I am open to suggestions for better speed.
Originally I had planned to convert all my VM's to NVMe passthru. No sense if it is slower.


----------



## aragats (Mar 24, 2020)

Phishfry said:


> FreeBSD 12 includes the option to passthru a NVMe drive with the standard convention: -s 7:0,nvme,/dev/nda2


What's the point? Isn't it easier to pass it through as a PCIe device? It perfectly works here. Unfortunately, I cannot report the actual numbers right now since that laptop died last week, and Dell keeps promising to fix it...


----------



## Phishfry (Mar 24, 2020)

I was hoping to not lose any speed of the NVMe for a fast VM.
One drawback to the method, besides lost speed, is you must dedicate a whole drive to the VM.
Whereas passing through a AHCI-HD VM image on the host NVMe you can run multiple VM's from the NVMe.
I was simply disappointed that the speed was reduced so much on direct passthru of the whole drive.

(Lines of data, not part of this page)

PR #980, opened 2024-01-10
remove NIP-52 label cruft

fiatjaf:
This is a breaking change, but I hope everybody sees how simpler (and cheaper) things are when we remove these unnecessary label and think it's worthwhile to make the required adjustments.

If you think it's not worth the trouble, then at least let's not repeat this mistake in future standards.


fiatjaf:
@tyiu @zmeyer44

tyiu (approved):
Looks good to me. I'm fine with making it simpler like this.

The original draft of NIP-52 had these fields as `t` tags so that they would be indexable (as all single letter tags are), in which the feedback was that it'd be better to use labels then (to not confuse with actual hashtags). Yet, the labels approach felt cumbersome for this use case.

In practice, using labels may be overthinking use cases when they haven't presented themselves yet. I'm fine moving forward with the `status` and `fb` labels.

vitorpamplona:
Looks better. I think the namespace + label pair only makes sense when users are defining their own terms.

zmeyer44:
I'd down with these changes. Updating flockstr now

Sebastix:
@zmeyer44 Is flockstr updated? I still see published kind `31923` events with labels and not with the `status` tag.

I am setting up my Bhyve graphical VM's experiment box right now with a Samsung PM983 NVMe hosting the VM's and I stress tested 2 VM's both simultaneously installing Xorg/Xfce from packages and one VM crashed. So I am still experimenting. I had a `gstat` instance running on the host to see how well the NVMe was handling multiple VM I/O requests and the NVMe never got above 20 Megabyes/sec. So I am not sure why one VM crashed.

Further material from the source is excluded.